[DATA RECORDS]
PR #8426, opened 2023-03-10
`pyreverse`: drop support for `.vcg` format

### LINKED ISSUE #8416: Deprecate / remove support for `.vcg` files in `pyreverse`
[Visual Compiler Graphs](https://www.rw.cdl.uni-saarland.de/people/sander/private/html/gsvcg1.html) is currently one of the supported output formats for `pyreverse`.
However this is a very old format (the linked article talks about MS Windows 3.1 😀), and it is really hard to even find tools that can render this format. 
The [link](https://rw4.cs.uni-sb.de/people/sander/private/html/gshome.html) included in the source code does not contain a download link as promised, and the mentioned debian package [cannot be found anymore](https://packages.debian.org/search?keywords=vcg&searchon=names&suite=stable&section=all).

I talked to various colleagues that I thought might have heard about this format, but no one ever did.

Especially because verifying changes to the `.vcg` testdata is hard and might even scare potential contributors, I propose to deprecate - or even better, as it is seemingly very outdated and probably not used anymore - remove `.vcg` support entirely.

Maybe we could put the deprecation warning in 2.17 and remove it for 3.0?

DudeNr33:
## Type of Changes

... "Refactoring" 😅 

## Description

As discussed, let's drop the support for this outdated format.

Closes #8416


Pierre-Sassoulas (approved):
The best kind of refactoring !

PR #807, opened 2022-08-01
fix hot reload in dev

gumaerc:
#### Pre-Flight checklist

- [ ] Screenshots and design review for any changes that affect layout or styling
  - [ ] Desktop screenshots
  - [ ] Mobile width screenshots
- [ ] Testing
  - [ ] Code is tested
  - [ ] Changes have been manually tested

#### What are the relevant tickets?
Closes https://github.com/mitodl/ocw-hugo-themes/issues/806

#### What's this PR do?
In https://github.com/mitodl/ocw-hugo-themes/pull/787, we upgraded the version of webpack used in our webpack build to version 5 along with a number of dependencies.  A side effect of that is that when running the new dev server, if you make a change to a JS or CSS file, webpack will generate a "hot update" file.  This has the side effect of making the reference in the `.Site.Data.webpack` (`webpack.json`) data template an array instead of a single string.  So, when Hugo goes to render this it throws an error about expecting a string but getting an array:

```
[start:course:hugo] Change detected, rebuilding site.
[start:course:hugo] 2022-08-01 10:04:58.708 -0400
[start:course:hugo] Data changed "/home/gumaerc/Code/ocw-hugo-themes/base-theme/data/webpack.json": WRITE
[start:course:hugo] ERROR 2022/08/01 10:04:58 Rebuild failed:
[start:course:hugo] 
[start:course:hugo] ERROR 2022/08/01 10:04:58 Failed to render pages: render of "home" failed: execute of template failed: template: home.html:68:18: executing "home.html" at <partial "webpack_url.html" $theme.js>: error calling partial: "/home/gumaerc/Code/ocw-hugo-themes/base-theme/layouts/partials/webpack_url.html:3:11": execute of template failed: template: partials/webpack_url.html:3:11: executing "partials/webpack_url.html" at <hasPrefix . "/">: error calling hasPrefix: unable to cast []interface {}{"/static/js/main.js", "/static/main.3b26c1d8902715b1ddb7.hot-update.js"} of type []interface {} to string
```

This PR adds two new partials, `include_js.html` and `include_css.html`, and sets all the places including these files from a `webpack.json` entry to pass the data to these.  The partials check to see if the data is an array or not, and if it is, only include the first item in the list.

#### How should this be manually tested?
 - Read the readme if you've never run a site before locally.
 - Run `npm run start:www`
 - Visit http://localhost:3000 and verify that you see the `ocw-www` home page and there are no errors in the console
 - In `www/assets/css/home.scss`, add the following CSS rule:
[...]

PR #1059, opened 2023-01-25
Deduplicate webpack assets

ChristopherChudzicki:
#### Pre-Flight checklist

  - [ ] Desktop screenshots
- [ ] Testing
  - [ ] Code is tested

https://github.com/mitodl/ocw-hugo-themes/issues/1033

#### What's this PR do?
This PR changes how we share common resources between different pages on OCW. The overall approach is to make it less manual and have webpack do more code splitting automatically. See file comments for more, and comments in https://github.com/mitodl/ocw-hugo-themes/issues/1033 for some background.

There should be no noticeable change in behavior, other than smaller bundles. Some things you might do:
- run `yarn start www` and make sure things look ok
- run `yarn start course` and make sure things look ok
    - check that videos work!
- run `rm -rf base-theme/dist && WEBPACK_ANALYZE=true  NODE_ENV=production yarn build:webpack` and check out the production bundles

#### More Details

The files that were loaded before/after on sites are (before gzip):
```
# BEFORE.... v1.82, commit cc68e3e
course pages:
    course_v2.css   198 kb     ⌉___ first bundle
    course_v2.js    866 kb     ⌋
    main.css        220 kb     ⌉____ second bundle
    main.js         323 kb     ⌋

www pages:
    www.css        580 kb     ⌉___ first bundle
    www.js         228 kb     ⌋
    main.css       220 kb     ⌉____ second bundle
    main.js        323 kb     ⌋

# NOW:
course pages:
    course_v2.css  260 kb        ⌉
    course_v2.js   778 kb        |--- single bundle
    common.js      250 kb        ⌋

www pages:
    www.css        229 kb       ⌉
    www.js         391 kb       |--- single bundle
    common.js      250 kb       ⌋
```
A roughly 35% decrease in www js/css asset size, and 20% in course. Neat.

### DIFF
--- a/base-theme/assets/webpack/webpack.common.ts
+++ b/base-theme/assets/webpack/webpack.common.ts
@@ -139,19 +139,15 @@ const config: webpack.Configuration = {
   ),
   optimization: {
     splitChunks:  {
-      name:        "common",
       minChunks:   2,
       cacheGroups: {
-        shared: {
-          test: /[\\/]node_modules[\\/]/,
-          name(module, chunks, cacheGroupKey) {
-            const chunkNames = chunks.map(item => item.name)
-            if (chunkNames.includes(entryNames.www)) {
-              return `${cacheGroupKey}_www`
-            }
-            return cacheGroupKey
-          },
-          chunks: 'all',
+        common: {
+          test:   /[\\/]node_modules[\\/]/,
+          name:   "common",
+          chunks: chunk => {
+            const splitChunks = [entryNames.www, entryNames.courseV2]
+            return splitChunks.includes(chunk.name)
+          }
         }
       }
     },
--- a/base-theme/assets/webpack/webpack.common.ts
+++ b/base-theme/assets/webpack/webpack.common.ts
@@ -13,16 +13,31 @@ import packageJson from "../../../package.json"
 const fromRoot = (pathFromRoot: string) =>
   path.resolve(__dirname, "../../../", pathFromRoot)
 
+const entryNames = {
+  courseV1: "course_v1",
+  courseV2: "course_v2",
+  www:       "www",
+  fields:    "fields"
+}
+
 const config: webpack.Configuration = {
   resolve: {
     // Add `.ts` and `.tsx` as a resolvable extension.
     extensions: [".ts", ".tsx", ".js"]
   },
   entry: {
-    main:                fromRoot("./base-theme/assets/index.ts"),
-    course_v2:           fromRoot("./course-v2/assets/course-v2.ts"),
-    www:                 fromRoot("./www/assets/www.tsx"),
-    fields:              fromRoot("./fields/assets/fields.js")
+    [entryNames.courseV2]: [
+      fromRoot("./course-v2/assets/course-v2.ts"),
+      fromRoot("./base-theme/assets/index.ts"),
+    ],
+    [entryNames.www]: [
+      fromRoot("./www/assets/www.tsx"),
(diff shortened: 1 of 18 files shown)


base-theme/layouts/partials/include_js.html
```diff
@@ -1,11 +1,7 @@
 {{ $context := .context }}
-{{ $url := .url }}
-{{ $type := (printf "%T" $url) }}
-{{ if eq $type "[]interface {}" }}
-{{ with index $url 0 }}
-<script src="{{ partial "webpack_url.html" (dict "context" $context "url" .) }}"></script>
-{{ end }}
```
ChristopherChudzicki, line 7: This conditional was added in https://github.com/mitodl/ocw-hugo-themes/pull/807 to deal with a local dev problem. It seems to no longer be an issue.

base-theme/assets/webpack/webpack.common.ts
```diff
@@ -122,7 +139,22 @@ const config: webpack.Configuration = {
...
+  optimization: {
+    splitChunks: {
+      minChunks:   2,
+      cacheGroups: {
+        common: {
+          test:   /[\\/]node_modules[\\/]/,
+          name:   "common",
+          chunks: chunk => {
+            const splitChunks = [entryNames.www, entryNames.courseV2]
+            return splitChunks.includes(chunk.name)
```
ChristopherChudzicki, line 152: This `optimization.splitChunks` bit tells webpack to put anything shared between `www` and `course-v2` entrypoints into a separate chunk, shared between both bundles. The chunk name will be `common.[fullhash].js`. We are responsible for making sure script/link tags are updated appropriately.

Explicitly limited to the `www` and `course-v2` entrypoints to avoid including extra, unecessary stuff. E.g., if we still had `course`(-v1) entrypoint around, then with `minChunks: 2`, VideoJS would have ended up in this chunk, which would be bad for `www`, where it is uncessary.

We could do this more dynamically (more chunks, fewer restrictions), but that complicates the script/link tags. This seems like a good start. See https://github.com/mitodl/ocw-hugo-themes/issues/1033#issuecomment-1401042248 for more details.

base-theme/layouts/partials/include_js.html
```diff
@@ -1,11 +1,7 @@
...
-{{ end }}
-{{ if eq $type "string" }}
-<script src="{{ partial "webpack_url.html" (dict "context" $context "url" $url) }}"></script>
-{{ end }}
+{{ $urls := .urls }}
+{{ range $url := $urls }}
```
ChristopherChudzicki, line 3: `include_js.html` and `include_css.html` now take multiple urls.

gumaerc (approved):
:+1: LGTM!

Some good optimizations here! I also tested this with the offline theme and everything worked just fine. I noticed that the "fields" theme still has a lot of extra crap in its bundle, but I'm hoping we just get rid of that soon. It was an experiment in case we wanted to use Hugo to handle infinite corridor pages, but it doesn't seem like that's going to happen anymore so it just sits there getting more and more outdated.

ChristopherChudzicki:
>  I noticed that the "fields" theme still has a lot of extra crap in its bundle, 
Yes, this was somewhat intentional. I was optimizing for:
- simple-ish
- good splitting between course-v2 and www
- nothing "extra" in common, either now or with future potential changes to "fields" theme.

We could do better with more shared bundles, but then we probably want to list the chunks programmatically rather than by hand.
[/DATA RECORDS]
The output should be exactly the lines above from the line containing "-13,16 +13,31 @@" to the line containing "a resolvable extension.", inclusive, with no other lines.

@@ -13,16 +13,31 @@ import packageJson from "../../../package.json"
 const fromRoot = (pathFromRoot: string) =>
   path.resolve(__dirname, "../../../", pathFromRoot)
 
+const entryNames = {
+  courseV1: "course_v1",
+  courseV2: "course_v2",
+  www:       "www",
+  fields:    "fields"
+}
+
 const config: webpack.Configuration = {
   resolve: {
     // Add `.ts` and `.tsx` as a resolvable extension.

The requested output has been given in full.